On the way to Greenwich by boat on the Thames, we saw Mute Swans (Cygnus olor), which I include here to show the great tidal range of the Thames, ca. 7 m, evident from the algal growth on the bulkhead behind the pair of swans.

Also on the Thames we saw Great Cormorants (Phalacrocorax carbo), including a pale-bellied juvenile.

We were struck by how the apartments along the south bank of the Thames resembled scenes from movies, for example A Fish Called Wanda, and sure enough, the building at the left of the photo above is indeed where the Cleese-Curtis “canoodling” rendezvous took place!

The bird we saw more of than any other in England was the pigeon. Not the Common Wood Pigeon (Columba palumbus), like this one in Greenwich, which we saw a fair number of. . .

. . . but the Feral Pigeon or “rock dove” (Columba livia), which was everywhere, both city and country.  There were many of the highly variable domestic color forms, such as this one

. . . . and some of the “wild type”, which is the color pattern of the ancestral wild Rock Doves.

Wild Rock Doves persist in Scotland and western Ireland; all the pigeons we saw in London and Oxfordshire were feral.

11 thoughts on “Readers’ wildlife photos

  1. The egg is almost certainly that of a wood pigeon, which nest year round.
    Older beech trees have rough bark.

    1. I have 16 mature beech trees in my garden and I am surrounded by far more; some are 30+ metres tall. The largest have bark like that. Also notice the spindly branches trailing close to the ground: these are very characteristic of beeches.

  2. Thank you for the wonderful scenes all over England. I love the molehills and sheep. Now I feel like going for a visit.

    Good to see wildlife photos up and running.

  3. Love the Crow on the Great Coxwell Barn. Nice composition!

    Where I grew up on the east coast (of the U.S.) the molehills were almost nothing. But here in the Pacific Northwest they’re huge, at least as big as the ones in your photograph. Don’t water your lawn here unless you want moles.* They appear via spontaneous generation.

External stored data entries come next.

PR #4201, opened 2025-04-18
Rebalanced Faster Decoding and fixed Progressive for Lossless

jonnyawsom3:
### Description

This PR changes the encoding parameters for Lossless when `--faster_decoding` is specified, resulting in up to 80% smaller files and 25% faster decoding.

Progressive Lossless is also improved. Up to 40% smaller files and 20% faster decoding, with an additional 800% encode speed increase, thanks to enabling local MA trees.

These results change depending on encoding parameters, image content, CPU and decoder.
Only libjxl and jxl-oxide were tested, due to jxlatte being too unstable. Oxide proved to be considerably faster for Progressive Lossless and our new level 4 Faster Decoding, suggesting libjxl could be improved by examining it.

Tested on a Ryzen 5600H with a 10 MP image at effort 7.
BPP is now much more inline with the base effort 7 encode, following a logical progression of less density as you increase level.
| BPP | Main | PR |  Δ (%) |
|------|-------|----|--------|
| Default Lossless | 3.458  | 3.457  | N/A |
| Faster Decoding 1 | 15.760 | 3.497 | -77.81 |
| Faster Decoding 2 | 15.760 | 3.578 | -77.30 |
| Faster Decoding 3 | 5.755 | 4.172 | -27.51 |
| Faster Decoding 4 | 5.755  | 4.478 | -22.19 |
| Progressive | 7.948 | 5.047 | -36.50 |

Levels 1-4 now make sense for decoding speed as well, with 3 and 4 now faster than effort 1. Progressive also got a boost.
| Decode (MP/s) | Main | PR |  Δ (%) |
|------|-------|----|--------|
| Default Lossless | 43.01 | 43.01 | N/A |
| Faster Decoding 1 | 134.56 | 76.60  | -43.07 |
| Faster Decoding 2 | 134.56  | 84.31 | -37.34 |
| Faster Decoding 3 | 112.98 | 142.22 | +5.69 |
| Faster Decoding 4 | 112.98 | 169.22 | +25.76  |
| Progressive | 35.41 | 41.72 | +21.24 |

A bonus major speed up for progressive lossless encoding too, using Local MA trees but still buffering the full image.
| Encode (MP/s) | Main | PR |  Δ (%) |
|------|-------|----|--------|
| Progressive | 0.65 | 4.81 | +740 |

### Pull Request Checklist

[...]

PR #4232, opened 2025-05-06
Histogram retune

Galaxy4594:
A follow up of this PR #4154. It generally results in denser images. Fixes the regression I found [here](https://github.com/libjxl/libjxl/pull/4201#issuecomment-2849934762). Images are denser by about 0.1-0.5%. Faster decoding levels 1-3 benefit quite a bit from this change. I've seen progressive lossless be slightly less dense (<0.05%) as a trade-off.

Here are some of my results on 5828 x 4371 photo. All faster decoding & progressive runs are done with effort 7.
Settings|Main (BPP)|PR (BPP)|Δ (%)|
|--------|---------|--------|--------|
|Effort 3|7.867|7.867|=|
|Effort 5|7.829|7.795|-0.434|
|Effort 7|7.635|7.616|-0.249|
|Effort 9|7.589|7.589|=|
|Fd1|7.693|7.673|-0.260|
|Fd2|7.742|7.729|-0.168|
|Fd3|8.387|8.137|**-2.981**|
|Fd4|8.895|8.895|=|
|Progressive|8.058|8.058|=|


eustas (dismissed):

jonsneyers:
Doesn't this basically revert #4154 and reintroduce the potential runs of false thresholds in case `cumsum == threshold * sum / num_chunks` ? That was an unintentional possibility that would lead to better density (since more than `num_chunks` buckets were used in this case) at the cost of speed and memory.

I may be mistaken but I think the better approach here would be to bump up `max_property_values` in the code starting here: https://github.com/libjxl/libjxl/blob/67e5f5559f947a978319a1bdb6d5534e0afda098/lib/jxl/enc_modular.cc#L564

Pinging @Melirius and @veluca93 to check if my understanding is correct.

Galaxy4594:
Bumping up the max property values didn't really decrease file size as much as I hoped (and sometimes even made files bigger!), so I'm not sure if that is the answer to the regression I see. But I wondered if I could use these "unintentional false thresholds" to increase density with minimal speed and memory penalties, albeit even with the old version it's still very minor in the grand scheme of things. So in this new commit, I plugged in a new version that does something like that.

Now I'm not proficient C++ at all, so I used AI to assist me with my idea. So far this code compiles and images round-trip just fine on my system. But in advance, I'm sorry if I didn't catch any glaring issues with the code. Here is ChatGPT's rationale:
| Criterion | Pre-4154 | #4154 (present in main) | This PR |
| -- | -- | -- | -- |
Input safety | no num_chunks == 0 guard; no sum==0 | guarded against both | guarded against both|
Zero‐sum histograms | explodes into false thresholds | returns empty | returns empty|
Per‐bin cost | division + multiplication per check | multiplication + comparison | multiplication + comparison|
Exact quantiles | sometimes sprays many thresholds on ties | sprays until sum strictly exceeds | emits one threshold per quantile only|
Number of thresholds | up to histogram.size() | up to num_chunks (then pop_back) | exactly num_chunks−1|
Loop bounds | i + 1 < size | i < size then pop the extra | i < size && next_quantile < num_chunks (early out)|

Extended from my previous tests, it's still an improvement over main. Just lost a bit of density compared to the old version.
Settings|Main (BPP)|Old-PR (BPP)|New-PR (BPP)|
|--------|---------|--------|--------|
|Effort 5|7.829|7.795|7.822|
|Effort 7|7.635|7.616|7.629|
|Fd1|7.693|7.673|7.687|
|Fd2|7.742|7.729|7.738|
|Fd3|8.387|8.137|8.195|

jonsneyers:
Could you give this a try: https://github.com/libjxl/libjxl/pull/4236  and see how it does on your test image/corpus?

eustas:
```patch
diff --git a/lib/jxl/jxl_test.cc b/lib/jxl/jxl_test.cc
index e5923b24..84e8f1b0 100644
--- a/lib/jxl/jxl_test.cc
+++ b/lib/jxl/jxl_test.cc
@@ -1085,7 +1085,7 @@ JXL_SLOW_TEST(JxlTest, RoundtripLossless8) {
   PackedPixelFile ppf_out;
   size_t compressed_size =
       Roundtrip(t.ppf(), cparams, dparams, pool.get(), &ppf_out);
-  EXPECT_EQ(compressed_size, 218429u);
+  EXPECT_NEAR(compressed_size, 217443u, 200);
   EXPECT_EQ(ComputeDistance2(t.ppf(), ppf_out), 0.0);
 }
 
@@ -1165,7 +1165,7 @@ TEST(JxlTest, RoundtripLossless8Alpha) {
 
   PackedPixelFile ppf_out;
   size_t compressed_size = Roundtrip(t.ppf(), cparams, dparams, pool, &ppf_out);
-  EXPECT_EQ(compressed_size, 246225u);
+  EXPECT_NEAR(compressed_size, 245224u, 200);
   EXPECT_EQ(ComputeDistance2(t.ppf(), ppf_out), 0.0);
   EXPECT_EQ(ppf_out.info.alpha_bits, 8u);
   EXPECT_TRUE(test::SameAlpha(t.ppf(), ppf_out));
@@ -1341,7 +1341,8 @@ TEST(JxlTest, RoundtripLossless8Gray) {
   dparams.accepted_formats.push_back(t.ppf().frames[0].color.format);
 
   PackedPixelFile ppf_out;
-  EXPECT_EQ(Roundtrip(t.ppf(), cparams, dparams, pool, &ppf_out), 92588u);
+  size_t compressed_size = Roundtrip(t.ppf(), cparams, dparams, pool, &ppf_out);
+  EXPECT_NEAR(compressed_size, 92504u, 100);
   EXPECT_EQ(ComputeDistance2(t.ppf(), ppf_out), 0.0);
   EXPECT_EQ(ppf_out.color_encoding.color_space, JXL_COLOR_SPACE_GRAY);
   EXPECT_EQ(ppf_out.info.bits_per_sample, 8u);
```

to re-baseline tests.

Galaxy4594:
Corrected the tests. I'll take another look at the code and redo my benchmarks to see if there is still a significant improvement.

eustas (dismissed):

Galaxy4594:
Reverted to the old algorithm again. The potential runs of false thresholds actually helps in compressing high-res images by quite a bit. It's interesting how a less correct algorithm produces smaller files.

However smaller images (less than 512x512) sometimes suffer a small density loss. Performance and memory used is about the same in my testing. 

Ideally it would be better to have an adaptive approach for finding the optimal histogram. Maybe it could switch algorithms based on resolution/image content?

Melirius:
@Galaxy4594 you can try splitting by Knuth algo from https://github.com/Melirius/libjxl/blob/a197e3845c32bca887af2306a933a95e426fe745/lib/jxl/enc_Knuth_partition.h. It should give the correct optimal splitting for given histogram, but it is O(n^2). Used in my optimizer exactly for that purpose: to bucket DC values for optimization optimally.

Galaxy4594:
O(n^2) might be too slow for effort 7, maybe effort 8 instead? However I think it would be a good idea to implement this idea in the `jxltran` tool here. It would be cool to losslessly recompress existing JXLs with better entropy encoding and palette sorting similar to `jpegtran` or `oxipng`.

    *Most of our neighbors save precious water by dutifully allowing their grass to go brown in summer.

    1. -moles holes are the same in south west bc
      -we have mandatory water restrictions from may 1 to oct 31, regardless of reservoir water levels

  4. Pretty good pics Greg. A corvid for the Win and some pigeons. I like pigeons a lot as Manhattan is infested with them. For awhile during covid I went to feed them in a park near me with my bemused dog.

    They’re part of the scenery here, cool New Yorkers who only flutter out of the way at the last minute. Quite fearless until there’s a hawk, seagull or other Big Shots flying in the area. I love to watch them from my apartment.
    Thx
    D.A.
    NYC

  5. I love your pics. Makes me feel like I’m there. That apartment is one of the few things I remember about A fish called Wanda, since I was very envious.

  6. You aren’t the only one who can’t identify gulls… 🙁

    When I was a new birder, someone pointed out a gull to me, and said I’d have no trouble with that one–it had a black head, and he said it was a Bonaparte’s Gull. Fine and dandy, I thought–until I learned that there are at least 5 species of gulls that have black heads during breeding season! I still can’t tell them apart.